I had a week long vacation, and spent time exploring. These letters were originally published separately, but I ultimately decided to club them together into a single page just to maintain consistency.

XDG-Desktop-Portal

I spent a large part of today debugging my laptop setup, and learning more about Flatpak and xdg-desktop-portal than I would have liked to. The short of it was that I couldn't get file open dialogs to work in Chrome -- and I couldn't get configuration based fallbacks to work correctly by updating .config/xdg-desktop-portal/portals.conf. The solution ended up being directly modifying the configurations at /usr/share/xdg-desktop-portal/portals/gtk.portal and adding sway to it.

Working through this always makes me wonder if it's worth the time to use a Linux laptop, but in the end I'd rather deepen my knowledge of Linux instead of wrestling MacOS or Windows. I wouldn't mind more powerful ChromeOS laptops though.

[Edit: 2024-03-24] This has still been plaguing me; there seems to be some bug that doesn't manifest immediately after a restart, but probably after putting the laptop to sleep and restarting.

Revisiting Cuda

Spending some time reading about Cuda and multiprocessing today; I inevitably forget what an SM or a Warp is, just because I don't get enough of a chance to use them daily. So, some definitions:

• SM = Streaming Multiprocessor; a collection of cores in the GPU.
• Warp = collection of threads executing simultaneously; generally assuming similar behavior.

Compute Optimal Language Models

Notes from DeepMind's Paper:

• most models aren't trained on enough data
• double the parameters needs double the tokens
• Chinchilla: 70B params, 1.4 trillion tokens
• MoE models don't scale the same, and must consider the number of components
• The appendix is pretty interesting, and includes the data mix

Visualizing a model

I really want be able to easily look at a full model's definition without needing to read and hand annotate code: the modules, dimensions passed in and handled, etc. Intermediate Logging got close to it with the way it worked, but I still want to play with more sophisticated visualizations.

Linker Visibility

I stumbled across this detailed answer on Stack Overflow. T

• #pragma GCC visibility push(hidden) / #pragma GCC visibility pop for having sections of visibility
• -fvisibility=[default|internal|hidden|protected] at compile time
• __attribute__ ((visibility("default"))) per symbol in code

I'm exploring this because I'm curious if I can combine native python extensions that use different versions of the same library in the same process.

Scoping

ChatGPT pointed me to man dlopen to read more about library linking.

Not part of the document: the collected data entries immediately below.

PR #210, opened 2024-02-01
enable macos ci

romange:
1. Fix cmake flags so that we could run with sanitizers.
   Note: due to fibers the address sanitizers is practically useless but
   we will fix it in subsequent PRs.
   The problem was that we need to compile abseil lib with the same debug flags like helio
   so I moved those settings to before we include third_party libs.
2. Fix periodic timer cancelation on macos.
   In general with epoll/kevent we can assume (for now) all the completions stop syncrhonously
   Once we cancel/delete the timer so we can just explicitly delete "item" in epoll_proactor.
   For io_uring the cancelation causes callback to run one more time so it will delete its item.
3. The rest is minor built/test fixes in fibers_test related to macos.

### DIFF
--- a/.github/workflows/ci.yml
+++ b/.github/workflows/ci.yml
@@ -99,7 +99,7 @@ jobs:
 
   build-macos:
     runs-on: macos-latest
-    if: ${{ false }}  # Disabled due to mysterious segfaults in fibers_test ✨
+    if: ${{ true }}  #  ✨
     timeout-minutes: 30
     steps:
       - uses: actions/checkout@v4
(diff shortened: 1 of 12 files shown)


.github/workflows/ci.yml
```diff
@@ -99,7 +99,7 @@ jobs:
 
   build-macos:
     runs-on: macos-latest
-    if: ${{ false }}  # Disabled due to mysterious segfaults in fibers_test ✨
+    if: ${{ true }}  #  ✨
```
chakaz, line 102: we can remove this line now :)

chakaz (approved):

chakaz (approved):

PR #214, opened 2024-02-11
fix: disable stack protector that does not work well with gperftools

romange:
1.  `readelf --debug-dump=info ./echo_server | grep "DW_AT_producer"` shows that helio is compiled  with stack protection flags on my laptop,  even in O2 mode. Seems like some distro tweaking of gcc because I have not seen it before. As a result, when CPU profiling is enabled, dragonfly can crash with a message "stack smashing detected" . The stacktrace shows the failure happens inside `CpuProfiler::prof_handler` which is a signal handler of gperftools. Seems like a bad interaction of signal handling and stack protection code. Therefore, I disabled these stack flags for thirdpary libraries.
2. Unrelated, I added more logs inside fiber code for a check-fail that sometimes happens in dragonfly unit tests like this one: https://github.com/dragonflydb/dragonfly/actions/runs/7862807475/job/21452699281?pr=2570#step:10:6509

### DIFF
--- a/base/mpsc_intrusive_queue.h
+++ b/base/mpsc_intrusive_queue.h
@@ -65,7 +65,7 @@ template <typename T> class MPSCIntrusiveQueue {
     T* head = head_;
     T* next = MPSC_intrusive_load_next(*head);
 
-    return stub() == head && next == nullptr;
+    return reinterpret_cast<const T*>(&storage_) == head && next == nullptr;
   }
 };
 
--- a/cmake/third_party.cmake
+++ b/cmake/third_party.cmake
@@ -15,7 +15,8 @@ option (WITH_UNWIND "Enable libunwind support" ON)
 set(THIRD_PARTY_LIB_DIR "${THIRD_PARTY_DIR}/libs")
 file(MAKE_DIRECTORY ${THIRD_PARTY_LIB_DIR})
 
-set(THIRD_PARTY_CXX_FLAGS "-std=c++14 -O3 -DNDEBUG -fPIC")
+set(THIRD_PARTY_CXX_FLAGS "-std=c++14 -O3 -DNDEBUG -fPIC -fno-stack-protector \
+    -fno-stack-clash-protection")
 
 find_package(Threads REQUIRED)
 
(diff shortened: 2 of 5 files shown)


base/mpsc_intrusive_queue.h
```diff
@@ -65,7 +65,7 @@ template <typename T> class MPSCIntrusiveQueue {
     T* head = head_;
     T* next = MPSC_intrusive_load_next(*head);
 
-    return stub() == head && next == nullptr;
+    return reinterpret_cast<const T*>(&storage_) == head && next == nullptr;
```
romange, line 68: stub is non-const version `reinterpret_cast<T*>(&storage_)`

cmake/third_party.cmake
```diff
@@ -15,7 +15,8 @@ option (WITH_UNWIND "Enable libunwind support" ON)
 set(THIRD_PARTY_LIB_DIR "${THIRD_PARTY_DIR}/libs")
 file(MAKE_DIRECTORY ${THIRD_PARTY_LIB_DIR})
 
-set(THIRD_PARTY_CXX_FLAGS "-std=c++14 -O3 -DNDEBUG -fPIC")
+set(THIRD_PARTY_CXX_FLAGS "-std=c++14 -O3 -DNDEBUG -fPIC -fno-stack-protector \
```
romange, line 18: remove stack protector

util/fibers/detail/fiber_interface.cc
```diff
@@ -298,8 +298,12 @@ void FiberInterface::PullMyselfFromRemoteReadyQueue() {
   // Therefore we process all the items and since this function is called after the fiber
   // was pulled from the wait queue, it is guaranteed that other threads won't add this object
   // back to the remote_ready_queue.
-  scheduler_->ProcessRemoteReady(this);
-  CHECK(!IsScheduledRemotely());
+  bool res = scheduler_->ProcessRemoteReady(this);
+  if (IsScheduledRemotely()) {
+    LOG(FATAL) << "Failed to pull " << name_ << " from remote_ready_queue. res=" << res
```
romange, line 303: LOG(FATAL) instead of check-fail

chakaz (approved):

base/mpsc_intrusive_queue.h
chakaz: ok, now I understand what you mean :)
please ignore then.

PR #215, opened 2024-02-12
fix: mpsc intrusive queue now reports its precise state during Pop

romange:
Before, we could get "no element" response, when in fact the queue is not empty. This can happen when `tail_` is being in the middle of the update but its "next" field has not been updated yet (inside Push).

Before the change, we treated this state as "Empty", while the queue could have multiple entries (probably 1 or 2). After this change: we retry the pop operation in scheduler until we reach the true depletion of the remote queue.

### DIFF
--- a/base/mpsc_intrusive_queue.h
+++ b/base/mpsc_intrusive_queue.h
@@ -6,6 +6,7 @@
 
 #include <atomic>
 #include <cstddef>
+#include <utility>
 
 namespace base {
 
@@ -53,12 +54,26 @@ template <typename T> class MPSCIntrusiveQueue {
     MPSC_intrusive_store_next(item, nullptr);
     T* prev = tail_.exchange(item, std::memory_order_acq_rel);
 
-    // link the previous tail to the new tail. Also a potential blocking point.
+    // link the previous tail to the new tail.
+    // (*) Also a potential blocking point!
+    // For more details see the linked article above!
     MPSC_intrusive_store_next(prev, item);
   }
 
-  // Poops the first item at the head or returns nullptr if the queue is empty.
-  T* Pop() noexcept;
+  // Pops the first item at the head or returns nullptr if the queue is empty.
+  T* Pop() noexcept {
+    while (true) {
+      auto [elem, empty] = PopWeak();
+      if (elem || empty)
+        return elem;
+    }
+    return nullptr;
+  }
+
+  // Returns an item at the head if exists and a status whether the queue is empty.
+  // There can be a state where the queue is in the middle of Push transaction
+  // and Pop can not pull the element yet. In that case, PopWeak returns {null, false}.
+  std::pair<T*, bool> PopWeak() noexcept;
 
   // Can be run only on a consumer thread.
   bool Empty() const noexcept {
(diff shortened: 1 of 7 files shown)


base/mpsc_intrusive_queue.h
```diff
@@ -53,12 +53,26 @@ template <typename T> class MPSCIntrusiveQueue {
...
     T* prev = tail_.exchange(item, std::memory_order_acq_rel);
 
-    // link the previous tail to the new tail. Also a potential blocking point.
+    // link the previous tail to the new tail.
+    // (*) Also a potential blocking point!
+    // For more details see the linked article above!
     MPSC_intrusive_store_next(prev, item);
   }
 
-  // Poops the first item at the head or returns nullptr if the queue is empty.
```
chakaz, line 60: lol :hankey:

base/mpsc_intrusive_queue.h
```diff
@@ -53,12 +53,26 @@ template <typename T> class MPSCIntrusiveQueue {
...
-  T* Pop() noexcept;
+  // Pops the first item at the head or returns nullptr if the queue is empty.
+  T* Pop() noexcept {
+    while (true) {
+      auto [elem, res] = PopWeak();
+      if (elem || res)
+        return elem;
+    }
+    return nullptr;
```
dranikpg, line 69: res is a confusing name for empty

util/fibers/detail/scheduler.cc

• RTLD_GLOBAL, RTLD_LOCAL to set up how symbols are resolved going forward.
• RTLD_DEEPBIND sets local scope ahead of global scope.

namespaces: within a namespace, dependent shared objects are implicitly loaded. These allow more flexibility than RTLD_LOCAL, with up to 16 namespaces allowed.

References

• Code gen options
• GCC on visibility
• ChatGPT actually helped a lot in testing out ideas and discussing options

Acronyms

• PLT: Procedure Linkage Table that lazily binds functions and updates when symbols are resolved
• PIC: Position independent code, necessary for shared libraries

Open AI's Transformer Debugger

First pass at playing with the transformer debugger / reading through the repo

• Collects details on activation at inference time, and then provides useful visualizations and analysis on the results. Includes models summarizing debugging data.
• models looks like an interesting file
  • They build a custom transformer that supports additional hooks
  • And a gradient hook that works exactly like mine for capturing gradients from a forward hook
• A paper on mechanistic interpretability to explore when I get another break.

Book: Linkers & Loaders

Reading through a description of file paging and different formats for shared libraries and binaries, including a.out, elf, etc. I'm not quite sure how to make the most of this book -- at some point I'll probably want to try and implement my own linker for a single format/architecture as an exercise.

Book: The Coming Wave

Received the book as a gift today, and I started skimming through the book (and still need to re-read it slowly). The most interesting chapters came towards the end and recommends a very careful path through to the future balancing several different approaches to control the effects of AI.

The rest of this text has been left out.